The council's vote is likely contrary to Arkansas law. Specifically, under article 16, § 11 of the Arkansas Constitution, a city cannot apply funds collected from a valid tax to any purpose other than the purpose for which the tax was levied.

In addition, even when a city council is acting in good faith, the citizens who voted to fund the original purpose have been misled when that purpose is not fully funded. In Hartwick v. Thorne, the citizens of North Little Rock voted to issue bonds to construct an underpass, a drainage canal, and various other street and drainage improvement projects. After the election, the city council found that the original drainage canal proposal was not feasible and diverted the funds for the drainage canal to other street and drainage improvement projects. When that diversion was challenged, the circuit court held it was an illegal exaction, and this ruling was upheld on appeal.
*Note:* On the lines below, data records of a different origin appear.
PR #6464, opened 2026-07-15
Fix test_pyramids.py little and big_endian

pwalczysko:
Fixes the [persistent failures](https://merge-ci.openmicroscopy.org/jenkins/job/OMERO-test-integration/lastCompletedBuild/testReport/OmeroPy.test.integration.clitest.test_pyramids/TestRemovePyramidsFullAdmin/test_remove_pyramids_little_endian/) of the following 3 tests
-  ``test/integration/clitest/test_pyramids.py::TestRemovePyramidsFullAdmin::test_remove_pyramids_little_endian``.
-  ``test/integration/clitest/test_pyramids.py::TestRemovePyramidsFullAdmin::test_remove_pyramids_big_endian``
-  ``test/integration/clitest/test_pyramids.py::TestRemovePyramidsFullAdmin::test_remove_pyramids``

# What this PR does

The test is creating pyramids first, relying on pyramids being written fast and then testing the removal. After move of the devspace testing framework to NFS, the speed of writing pyramid files dropped. This PR adds checks for really checking whether the files have been written to disk first, before the (actually to-be-tested) removal of them starts.
For that purpose, a new helper ``wait_for_pyramids`` was introduced in https://github.com/ome/openmicroscopy/pull/6464/commits/e4565f6c3d55dc641245678a78fa55017dcf3d19

# Testing this PR
Jenkins test ``test/integration/clitest/test_pyramids.py::TestRemovePyramidsFullAdmin::test_remove_pyramids_little_endian`` should pass.

# Related reading

The problematic is similar (definitely not fully identical though) to the already opened https://github.com/ome/openmicroscopy/pull/6462. On NFS, the speed of writing and deleting files is simply slower than the tests assume.

ToDo: 

Possibly remove the hardcoded ``pixels_dir = "/home/omero/workspace/OMERO-test-integration/data/Pixels"`` -> I think I would need another round of investigation to find our how to replace with an env variable (cc @jburel ) .

Thanks for any help. Lets see if it works tomorrow during the build.

cc @sbesson @joshmoore  @dominikl

PR #6471, opened 2026-07-27
Rewrite pyramid tests

pwalczysko:
# What this PR does

Rewrites pyramid tests in the OmeroPy suite contained inside  ``pytest test/integration/clitest/test_pyramids.py`` .
As these tests are operating strictly on OMERO-pyramids (under /OMERO/Pixels) and not on pyramids which are part of the imported file, the strategy taken here had to be to skip the tests with clarification, see comment of @sbesson https://github.com/ome/openmicroscopy/pull/6471#issuecomment-5142066579

This PR:
- Reverts the PR #6464 which was merged already and which used polling tactics to force the tests passing
- Skips the pure pyramid tests using the ``@pytest.mark.skipif``
- Adds comments to test classes explaining the character of the tested ``admin removepyramids`` cmd which is operating on OMERO pyramids only
- Renames the tests to ``test_omero_pyramids.py`` to make the situation obvious

# Testing this PR

Check if the tests in the OmeroPy suite contained inside  ``pytest test/integration/clitest/test_pyramids.py`` either pass or are skipped.

# Related reading

Note this is related to https://github.com/ome/openmicroscopy/issues/6470


pwalczysko:
This needs a total rethink. The replacement of the single-plane-fake file import with an import of a fake file with pyramids included has grave consequences on the whole philosophy of this test suite, which is mainly testing the CLI command ``removepyramids`` https://github.com/ome/omero-py/blob/5d0974d097e25d98892b9b419528edf9256274b0/src/omero/util/cleanse.py#L383. This cmd is relying for its basic functioning on pyramid files being present under /OMERO/Pixels. Such omero-pyramids are not present when I import a fake file with pyramids included. My attempts up till now to fix the tests were nonsensical, as one cannot delete "undeletable" pyramids which are a part of the image file itself.

Atm, the only reasonable approach seems to be skipping the failing tests here. 

cc @sbesson

sbesson:
Agreed, this is an example of tests which specifically test and depend on OMERO pyramids. I think skipping them (conditionally to either the configuration or environment) is the best course of action.

An additional clarification idea would be to rename the tests e.g. as `test_omero_pyramids` and add some comments clarifying their scope.

pwalczysko:
> Agreed, this is an example of tests which specifically test and depend on OMERO pyramids. I think skipping them (conditionally to either the configuration or environment) is the best course of action.
> 
> An additional clarification idea would be to rename the tests e.g. as `test_omero_pyramids` and add some comments clarifying their scope.

Thank you @sbesson . Fixes pushed accordingly see the 4 commits above. Also edited the header of this PR to make the situation clear and adding the Include to confirm on Jenkins.

pwalczysko:
The build https://merge-ci.openmicroscopy.org/jenkins/job/OMERO-test-integration/lastCompletedBuild/ is not having any failures from the tests in this PR, all pass or skipped as expected.

Screenshot 2026-08-01 at 21 43 02

sbesson (approved):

The circuit court explained that the electorate may have relied on the drainage canal proposal in deciding their vote:

If bond money is raised for purposes A, B, and C, it is unconstitutional for the money be used only for purposes A and B. Those voting in favor of the bond issue solely or primarily because of the designated use provided for by purpose C are misled.

As noted earlier, the first vote by the citizens of Benton enacted a valid tax to benefit the Benton Fire Department Pension. When the council voted to move part of the money derived from that tax into the general fund, that ordinance was likely contrary to article 16, § 11. Some of the citizens of Benton may have voted for the 1-mill property tax "solely or primarily because" an entire mill would go to support the pension fund. Those who voted in favor of the tax for that "purpose…[were] misled."

In summary, the disputed activity relates to possible misspending or misapplication of public funds that were collected through a legally valid tax. And a court would likely find that the city council's diverting 0.6 mills of the original property tax into the city's general fund was contrary to Arkansas law. Based on that conclusion, a court would likely find that the redirection is an illegal exaction.

Assistant Attorney General Jodie Keener prepared this opinion, which I hereby approve.